A budding obituary writer for the Arkansas Democrat-Gazette took a course from Purvis. It met for three hours every Wednesday night. The obit writer thought it was going to be boring, but it was anything but that. The time flew by.

Foley said he taught one of Purvis’ classes for a summer while Purvis was gone. Foley said he didn’t ever want to do it again.

“For Hoyt, it was like a 75-minute, two-daya-week stand-up routine,” said Foley.

Purvis remained in his position with the institute from 1982 to 2000 and was a professor of journalism, political science and international relations until his retirement from the university in 201

“We all cried when he retired,” said Jordan. “We were all aggrieved. ‘Oh dear, what are we going to do?’”

Purvis had a famously messy office.

“It was like a stop on the tour when visitors came,” said Jordan.

“When he retired and had to move out of his office, it was like a crisis,” said Patsy Watkins, a former UA journalism professor.

The UA’s Special Collections came to the rescue and took Purvis’ papers.

Foley said it took two years for Purvis to clean out his office. Meanwhile, a major renovation was about to begin.

“I look in there, and he’s going through this piece by piece,” Foley said. “Finally, I say, ‘Hoyt, in two days they’re coming to knock the walls down.’

“Hoyt was beloved. I didn’t want to tell him in two days, the wrecking ball is coming down.”

Watkins said Purvis brought an expertise in political affairs to the journalism department, and that attracted more students.

In 1993, President Bill Clinton, who had been a colleague in Sen. Fulbright’s office, appointed Purvis to the Fulbright Foreign Scholarship Board. He served on the board for 10 years, with three of those years as chairman.

In 1997, Hoyt married Marion Matkin, who is now senior director of development at the Fay Jones School of Architecture and Design on the UA campus.

Hoyt Purvis was a regular panelist on Arkansas Week on what is now Arkansas PBS, as well as a columnist for the Northwest Arkansas Democrat-Gazette for twenty years.
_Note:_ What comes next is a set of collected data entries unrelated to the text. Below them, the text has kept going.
PR #917, opened 2019-03-25
(BOLT-1206) Allow configuration of BoltSpec via Rspec

donoghuc:
This commit facilitates setting inventory and config for BoltSpec::Run methods using memoized helper methods from RSpec. BoltSpec will attempt to look up a `bolt_inventory` or `bolt_config` method from RSpec and use that if `:config` or `:inventory` is not set in the call to run_*.

### DIFF
--- a/lib/bolt_spec/run.rb
+++ b/lib/bolt_spec/run.rb
@@ -12,6 +12,14 @@ require 'bolt/util'
 module BoltSpec
   module Run
     def run_task(task_name, targets, params, config: nil, inventory: nil)
+      if config.nil? && defined?(bolt_config)
+        config = bolt_config
+      end
+
+      if inventory.nil? && defined?(bolt_inventory)
+        inventory = bolt_inventory
+      end
+
       result = BoltRunner.with_runner(config, inventory) do |runner|
         runner.run_task(task_name, targets, params)
       end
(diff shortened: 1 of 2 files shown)


donoghuc:
@lucywyman you cant use memoized helpers in `before`. Regardless of this change. http://www.betterspecs.org/#let

lib/bolt_spec/run.rb
```diff
@@ -82,8 +82,24 @@ class BoltRunner
       # still be loaded
       def self.with_runner(config_data, inventory_data)
         Dir.mktmpdir do |boltdir_path|
-          config = Bolt::Config.new(Bolt::Boltdir.new(boltdir_path), config_data || {})
-          inventory = Bolt::Inventory.new(inventory_data || {}, config)
+          boltdir = Bolt::Boltdir.new(boltdir_path)
+
+          config = if config_data
+                     Bolt::Config.new(boltdir, config_data)
+                   elsif defined?(RSpec.current_example.example_group_instance.bolt_config)
```
adreyer: I don't think we should rely on RSpec being imported. IMO if any `bolt_config` or `bolt_inventory` is in scope we should just them.

donoghuc: I added this to support an RSpec test that looks something like:
```ruby
require 'bolt_spec/run'

describe "my_test" do
  include BoltSpec::Run

  let(:bolt_config) { {'modulepath' => 'foo' } }

  it 'should return' do
    result = run_task('foo', 'bar')
  end
end
```
Are you suggesting implementing a more generic lookup for `bolt_config` to replace the RSpec specific one, or simply adding a new conditional on `defined?(bolt_config)`?

adreyer: something more generic, We want it to work whether rspec is being used or not.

Purvis was an avid sports fan, particularly passionate about baseball and the Cardinals and Orioles. For a while, he even hosted a local television program in Fayetteville called “Talkin’ Baseball.”

“He could be seen carrying a stack of newspapers, wearing a baseball hat from his enormous collection, watching a sporting event or the evening news, or listening to Willie Nelson, Johnny Cash or other favorite tunes,” according to the obituary from his wife.